● Exercise instructions: Each line containing the string "Navigation" should be copied out of the entries.

Collected data entries

PR #6242, opened 2020-08-23

### LINKED ISSUE #6169: DataTable: Lazy getRowData Repeat the query twice
**1) Environment**

PrimeFaces version: 8.0

**2) Expected behavior**

**3) Actual behavior**

**AbstractLazyModel**

```

    private T[] selects;
    private T select;

        if (lazyDataModel == null) {
                @Override
                }

                @Override
                }

                @Override
                    return getKey(t);
                }
            };
        }
        return lazyDataModel;
    }

    protected void refresh() {
        this.setSelect(null);
        search();
    }

    public void search() {
        lazyDataModel = null;
    }
```

**Example Bean**

```
@Slf4j
@Data
@Component
@ViewScoped

    @Autowired


    @Autowired

    @Autowired

    private String codeName;


        this.refresh();
    }

    }




    @PreDestroy
    public void destroy() {
    }


    @Override
    }


    @Override
        return erpSysCodeTypeService;
    }

    @Override
    }

}

```

**Example Xhtml**

```
  <p:dataTable id="dataTableId"
                                         paginatorPosition="bottom"
                                         rowIndexVar="rowIdx"
                                         rows="10"
                                         lazy="true"
                                         selectionMode="single"
                                         rowKey="#{_sysCodeType.id}"
                                         var="_sysCodeType"
                                         emptyMessage="暂无数据."
                                         paginator="true"

                                <p:column width="50">
                                </p:column>

                                <p:column headerText="字典代码">
                                </p:column>

                                <p:column headerText="字典名称">
                                </p:column>

                                <p:column headerText="启用">
                                </p:column>

                                <p:column headerText="创建时间">
                                    </h:outputText>
                                </p:column>

                            </p:dataTable>

```

Rapster:
This PR should fix the corresponding issue, and bring few enhancements also:
- `DataTable#rowKey` should be the single source of truth, today either you use `DataTable#rowKey` or `LazyDataModel#getRowKey` depending your use case, which is a bit confusing.
- in terms of perf:
  - Selection of one element: today it's O(n) which is okay (not great but okay...)
  - Select All: today it would be O(N²) which is pretty bad.
  - Encoding one page: O(N²), `DataTable#getRowData` is called for every row

The solution is pretty simple to make it O(1): using a cache. `DefaultSelectableDataModel` wraps any data model, and build a cache every time `DefaultSelectableDataModel#setWrappedData` is called.

Also, `DataTable#rowKey` becomes optional, by default `System#identityHashCode` is used to create a rowKey of an item.

Let me know what you think, there is only one breaking change: LazyDataModel no longer implements SelectableDataModel, but as I said, since there is a default value for rowKey, the migration should be pretty quick

N.B: this PR is a draft, due to JSF impl few things are not as good as I hoped...


melloware (approved):
i actually like this change a lot and it solves the problem of multiple get RowData calls

tandraschko:
puh, thats not a easy PR which we can just merge

we need at least tests
when i see code like "row key cache", i fear that we can break a lot of stuff

also i would like to see another PR with just the isValueLazyDataModel change, sp we can easier look at the other changes
in the PR i would to see something like:
getLazyDataModel()
which returns null if it's not a lazyDataModel, so we reduce the calls to getDataModel, which likely calls a EL each time

Rapster:
I'm not worried about that internal cache since datamodel is constantly reseted (set to null)... I'm trying to figure out a way to improve the `DefaultSelectableModel#isDirty` method. If I can't, I guess we'll have to live with that, although I think few modifications of this PR should go into PF core (like getting rid of LazyDataModel implementing SelectableModel)

Rapster:
I'm gonna close this PR as I don't see a nice and simple way to avoid building cache every time datamodel is reseted.

Issue #5309, opened 2019-11-06
PickList: Multiple Entries


e-reznik:
## 1) Environment
- PrimeFaces version: **7.0**
- Application server + version: **Payara 5**
- Affected browsers: **Firefox**

## 2) Expected behavior
I want to have some entries multiple times in my right list. So the entries shouldn't disappear from the left list.
![grafik](https://user-images.githubusercontent.com/55981254/68288093-15399600-0084-11ea-8f86-186a0d6a0670.png)

## 3) Actual behavior
When you add (i.e. transfer) one element from left to right, it appears at the right list, but disappears from the left list
![grafik](https://user-images.githubusercontent.com/55981254/68288152-2c788380-0084-11ea-8cf1-eda08cd1fb74.png)

## Possible Solution

PickList has a method [onTransfer](https://www.primefaces.org/docs/vdl/7.0/primefaces-p/pickList.html):

> Client side callback to execute when an item is transferred from one list to another.

So I could check, which element was transferred (deleted from the left list) and put it there again. But maybe there is a more elegant way.

melloware:
Isn't this a duplicate of this: https://github.com/primefaces/primefaces/issues/2858

tandraschko:
I think #2858 can be a part of this ticket.
But this ticket also allows duplicate of the same items in the target and source.

I think we can close #2858 in favor of this.

melloware:
Replaced by https://github.com/primefaces/primefaces/issues/11249

PR #6244, opened 2020-08-24
New Feature #5309: Multiple entries in pickList

e-reznik:
I'm trying to implement the new feature request of [allowing multiple entries in the PickList](https://github.com/primefaces/primefaces/issues/5309).
So far, I've just added the new attribute _allowMultiple_, without any functionality yet.

As this is my first attempt to contribute to such a huge project, every guidance is appreciated :relaxed:

### DIFF
--- a/src/main/java/org/primefaces/component/picklist/PickListBase.java
+++ b/src/main/java/org/primefaces/component/picklist/PickListBase.java
@@ -100,11 +100,11 @@ public abstract class PickListBase extends UIInput implements Widget, ClientBeha
         getStateHelper().put(PropertyKeys.var, var);
     }
 
-    public String getAllowDuplicates() {
-        return (String) getStateHelper().eval(PropertyKeys.allowDuplicates, null);
+    public boolean isAllowDuplicates() {
+        return (Boolean) getStateHelper().eval(PropertyKeys.allowDuplicates, false);
     }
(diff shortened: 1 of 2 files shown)


melloware:
Good start. How about `allowDuplicates` as more accurate?

e-reznik:
@melloware: Thanks, I changed the name.

src/main/java/org/primefaces/component/picklist/PickListBase.java
```diff
@@ -99,6 +100,14 @@ public void setVar(String var) {
         getStateHelper().put(PropertyKeys.var, var);
     }
 
+    public String getAllowDuplicates() {
```
melloware: This should return `boolean` and be `isAllowDuplicates`

melloware (changes requested):

src/main/java/org/primefaces/component/picklist/PickListBase.java
e-reznik: My bad. Fixed.

melloware:
Looks good to continue

tandraschko:
I will close it for now for clarity of our PR list.
Feel free to create a PR again when you finished the implementation :) 

Thanks!

PR #6252, opened 2020-08-26
Fix #4374 menuButton: Add support for submenus

### LINKED ISSUE #4374: menuButton: add support for submenus
PrimeFaces' `<p:menubar>` component supports nested `<p:submenu>`s to group menu-items into sub-menus. This grouping is currently not supported for `<p:menuButton>`. `<p:submenu>`s inside a menuButton is silently ignored. It would be nice to also have sub-menu support in menu-buttons.

## 1) Environment

PrimeFaces 6.2

maruTA-bis5:
This PR add submenus support to menuButton component. Fixes #4374

Example (source: https://github.com/maruTA-bis5/primefaces-test/tree/menubutton-submenu)
image

### DIFF
--- a/src/main/resources/META-INF/resources/primefaces/menu/menu.menubutton.js
+++ b/src/main/resources/META-INF/resources/primefaces/menu/menu.menubutton.js
@@ -40,9 +40,7 @@ PrimeFaces.widget.MenuButton = PrimeFaces.widget.TieredMenu.extend({
      * @param {JQuery} submenu 
      */
     showSubmenu: function(menuitem, submenu) {
-        var pos = null;
-
-        pos = {
+        var pos = {
             my: 'left top',
             at: 'right top',
             of: menuitem,
--- a/src/main/resources/META-INF/resources/primefaces/menu/menu.menubutton.js
+++ b/src/main/resources/META-INF/resources/primefaces/menu/menu.menubutton.js
@@ -18,7 +18,7 @@
  * e.g., `flip`, `fit`, `fit flip`, `fit none`.
  * @prop {boolean} cfg.disabled Whether this menu button is initially disabled.
  */
-PrimeFaces.widget.MenuButton = PrimeFaces.widget.BaseWidget.extend({
+PrimeFaces.widget.MenuButton = PrimeFaces.widget.TieredMenu.extend({
 
     /**
      * @override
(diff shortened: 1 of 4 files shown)


melloware:
I am not sure how others will feel extending TieredMenu but I like this change.

src/main/resources/META-INF/resources/primefaces/menu/menu.menubutton.js
```diff
@@ -54,6 +75,14 @@ PrimeFaces.widget.MenuButton = PrimeFaces.widget.BaseWidget.extend({
      * @private
      */
     bindEvents: function() {
+        this.menuId = this.jqId + '_menu';
+        this.button = this.jq.children('button');
+        this.menu = this.jq.children('.ui-menu');
+        this.menuitems = this.jq.find('.ui-menuitem');
+        this.cfg.disabled = this.button.is(':disabled');
```
melloware: Not sure why you moved this out of the `init` method?  Usually initialization of values like this is done in the `init` method.

melloware (changes requested):

tandraschko:
in general it looks ok, also i wonder about mellowares statement
and please dont do things like
        var pos = null;
and asign `pos` in the next statement; just do `var pos = {}`

src/main/resources/META-INF/resources/primefaces/menu/menu.menubutton.js
maruTA-bis5: If initialization is in `init` method, `bindEvents` called from `TieredMenu#init` before initialization and raised script error 
caused by undefined reference.

But I found another solution. I'll fix this.
I'm sorry for my lack of experience with JavaScript.

src/main/resources/META-INF/resources/primefaces/menu/menu.menubutton.js
```diff
@@ -35,11 +35,37 @@ PrimeFaces.widget.MenuButton = PrimeFaces.widget.BaseWidget.extend({
...
+
+        this.timeoutId = setTimeout(function () {
+           submenu.css('z-index', PrimeFaces.nextZindex())
+                  .show()
+                  .position(pos)
+        }, this.cfg.delay);
+    },
+
     /**
      * @override
```
melloware, line 70: You can remove the @override and @inheritdoc here as now that you have renamed the method its no longer overriding the parent.

melloware (changes requested):

src/main/resources/META-INF/resources/primefaces/menu/menu.menubutton.js
maruTA-bis5: `bindButtonEvents` method does not have `@override` and `@inheritdoc`. This line is for `refresh` method.

melloware: sorry the way the review looks the code folding confused me. I see it in the raw file now.

melloware (approved):

tandraschko:
I will merge it now, would be great if someone coud retest in the showcase

tandraschko:
Thanks for the PR!

tandraschko:
the inhertiance changes breaks jsdoc generation. Can someone check it?

melloware:
I can check this.

melloware:
OK I fixed the JSDocs and I just tested MenuButton in the Showcase and everything is looking good.

PR #7596, opened 2021-07-15
SelectManyMenu: Integrationtest: filter

christophs78:


primefaces-selenium/primefaces-selenium-components/src/main/java/org/primefaces/selenium/component/SelectManyMenu.java
```diff
@@ -103,9 +106,17 @@ public boolean isSelected(String label) {
     }
 
     public List<String> getLabels() {
-        return getInput().findElements(By.tagName("option")).stream()
+        if (getWidgetConfiguration().has("filter") &&  getWidgetConfiguration().getBoolean("filter")) {
```
melloware: For efficiency maybe only get the widgetConfiguration once and store in a variable?

melloware (changes requested):

melloware (approved):

PR #7622, opened 2021-07-22
Fix #6575: selection could not be restored for lazy-mode + MVS

### LINKED ISSUE #6575: DataTable: clean up selection

fanste:
This fix adds two flags to restoreMultiViewState which are only relevant
for components that do not have a static data model but use lazy loaded
data. In that case the first flag indicates, that the data independent
state should be restored (e.g. filters in a datatable that is required
to load the data model). The second flag indicates, that the data is
available and the data dependent state could be restored.

### DIFF
--- a/primefaces-integration-tests/src/main/java/org/primefaces/integrationtests/datatable/DataTable025.java
+++ b/primefaces-integration-tests/src/main/java/org/primefaces/integrationtests/datatable/DataTable025.java
@@ -1,0 +1,71 @@
+/*
+ * The MIT License
+ *
+ * Copyright (c) 2009-2021 PrimeTek
+ *
+ * Permission is hereby granted, free of charge, to any person obtaining a copy
+ * of this software and associated documentation files (the "Software"), to deal
+ * in the Software without restriction, including without limitation the rights
+ * to use, copy, modify, merge, publish, distribute, sublicense, and/or sell
+ * copies of the Software, and to permit persons to whom the Software is
+ * furnished to do so, subject to the following conditions:
+ *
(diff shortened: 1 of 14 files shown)


fanste:
As announced in https://github.com/primefaces/primefaces/issues/6575#issuecomment-883514213 I suggest these changes in order to fix a chicken-egg problem in the current MVS handling in DataTable.

tandraschko:
this requires deep review on your problem and the PR, probably i dont have much time for it the next weeks.

christophs78:
May we ask you for adding integrationtests for this?

We currently have

- DataTable015Test which does some MVS tests (sort, filter, pagination) with a non-lazy datasource
- DataTable004Test for non-lazy datasource with single-select
- DataTable005Test for non-lazy datasource with multi-select

(and a few more mutations with other selection-ui, ...)

IMO we should create additional integration-tests for DataTable + lazy datasource + single/multi-select + MVS.

And you may look at DataTable001Test how to have one integrationtest-class which runs the same test´s against multiple XHTML´s. (May help to have to same integrationtest-class to check lazy and non-lazy datasources.)

fanste:
Added a basic integration tests, that covers my changes to the data table. It will be executed for a lazy-loaded and a non-lazy-loaded data table.

tandraschko:
@fanste i migrated your tests, see #8275
but both, lazy and non-lazy fails
can you check them?

tandraschko:
tests are working fine now, propably because of other changes
will close this for now

please create a new issue and reproducer if you still have problems

PR #7626, opened 2021-07-23
Fix #7613: Tree: Focus / Navigation broken if tree is droppable

### LINKED ISSUE #7613: Tree: Focus / Navigation broken if tree is droppable
If droppable is active on a p:tree and you tab to it the whole tree container is focused. And in this case it is impossible to select a node via keyboard.

**Reproducer**
https://www.primefaces.org/showcase/ui/data/tree/basic.xhtml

● Expected output:
Fix #7613: Tree: Focus / Navigation broken if tree is droppable
### LINKED ISSUE #7613: Tree: Focus / Navigation broken if tree is droppable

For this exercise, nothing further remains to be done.